# Wysiwash for cleaning your kennels!!!!!!!



## mike suttle (Feb 19, 2008)

I just got my new Wysiwash kennel cleaning system and I wanted to share my experience with the product. 
After making a few modifications to allow the maximum flow of the water volume and pressure that I am used to here I have to say that I am VERY impressed with the product. I have been using it for about a week now and I can say for 100% sure that it will save you time and money over cleaning with bleach and it is claimed to be 120 tiimes more effective at killing everything over bleach.
It leaves a fresh clean smell in the kennel and you dont have to rinse it.....just spray and go. It is safe on chain link (non corrosive) and safe for the dogs and human contact.
I am really impressed, and it costs about 2 cents per gallon to operate. I really wish I would have known about this product years ago.


----------



## Gerry Grimwood (Apr 2, 2007)

> safe for the dogs and human contact.


How about a picture of you taking a bath in that stuff ?


----------



## Harry Keely (Aug 26, 2009)

Do you have a link?


----------



## James Lechernich (Oct 20, 2009)

Seems like a good setup. About how long does each tablet last?


----------



## mike suttle (Feb 19, 2008)

Gerry Grimwood said:


> How about a picture of you taking a bath in that stuff ?


I was my hands with it, is that good enough?


----------



## mike suttle (Feb 19, 2008)

Harry Keely said:


> Do you have a link?


www.wysiwash.com


----------



## Guest (Dec 1, 2008)

mike suttle said:


> I just got my new Wysiwash kennel cleaning system and I wanted to share my experience with the product.
> After making a few modifications to allow the maximum flow of the water volume and pressure that I am used to here I have to say that I am VERY impressed with the product. I have been using it for about a week now and I can say for 100% sure that it will save you time and money over cleaning with bleach and it is claimed to be 120 tiimes more effective at killing everything over bleach.
> It leaves a fresh clean smell in the kennel and you dont have to rinse it.....just spray and go.

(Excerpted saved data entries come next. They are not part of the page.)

PR #319, opened 2016-02-28
Include Client Name in Project API Results

cwarden:
Include the client name (accounting code and agency) with each project
when retrieving a project list using the Tock API to allow
reconciliation with Float.  See https://micropurchase.18f.gov/auctions/11

*Since the data reconciliation tool is a new application written in a different language than Tock, I put it in a [separate repo](https://github.com/cwarden/onena).  If you would prefer that I include the source within the Tock repo, or pull it in as submodule, let me know.*

### DIFF
--- a/data-reconciliation.md
+++ b/data-reconciliation.md
@@ -1,0 +1,16 @@
+# Data Reconciliation
+
+18F uses Tock to track past staff project allocations and uses
+[Float](https://www.float.com/) to predict future staff project allocations.
+Both systems contain very similar information but with very different temporal
+aspects: Tock contains historical data, while Float contains projected future
+data. However, the data elements are very similar.
+
+Since both applications are used for managing the business of 18F, it is
+critical that the common data elements between the two are regularly
+reconciled. For instance, analysis quickly breaks down if a project in Float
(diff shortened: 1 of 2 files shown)


adelevie:
Thanks, @cwarden. We're taking a look at this and `onena`. We'll get back to you shortly if there are any remaining issues.

cwarden:
Thanks, @adelevie.  I'm not sure how you authenticate against the production Tock API endpoint since the development instance doesn't require authentication.  Do you manually copy the cookie set by oauth2_proxy  (nee Google Auth Proxy)?  That's what I assumed in [`tock_request(url)`](https://github.com/cwarden/onena/blob/dd78600a69dfb7a38562fa8eb029571c23bdad95/lib/onena/client.rb#L110-L112)

adelevie:
@cwarden, yep that's currently how we authenticate. We could have been a bit clearer about that. Nevertheless, after testing this against some test data and some live data, we accept the requirements that you delivered in this PR and in the github.com/cwarden/onena repository. I'll contact you offline to discuss payments. 

Great work (and thanks for the early delivery)! :ship:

It is safe on chain link (non corrosive) and safe for the dogs and human contact.
> I am really impressed, and it costs about 2 cents per gallon to operate. I really wish I would have known about this product years ago.


 
Yeah, I agree, I got mine for christmas from the old lady! She ordered me bucket of tablets as well and still am on the very first one, almost gone, but still there. Very good, leaves a nice clean smell and it takes off shit stains on chain link a whole lot easier  Not to mention safer for the dogs!! 

I was a little worried based on its construction of plastic that it would break, but I left it out and froze a few times, but still works like a charm. Definately worth the price in the long run!


----------



## mike suttle (Feb 19, 2008)

James Lechernich said:


> Seems like a good setup. About how long does each tablet last?


I am still on my first tablet and I have been using it for a week. I clean a 40 dog kennel 3 times a day with it, so it will last for a while in a smaller / home kennel operation.


----------



## Harry Keely (Aug 26, 2009)

mike suttle said:


> www.wysiwash.com


Thankyou Mike, holy cow and dirt dam cheap too.


----------



## Maren Bell Jones (Jun 7, 2006)

So if you just spray it on and don't wipe it down or squeegee it out, how about how long does it take to dry? I'm thinking like metal Shoreline cages...


----------



## mike suttle (Feb 19, 2008)

Maren Bell Jones said:


> So if you just spray it on and don't wipe it down or squeegee it out, how about how long does it take to dry? I'm thinking like metal Shoreline cages...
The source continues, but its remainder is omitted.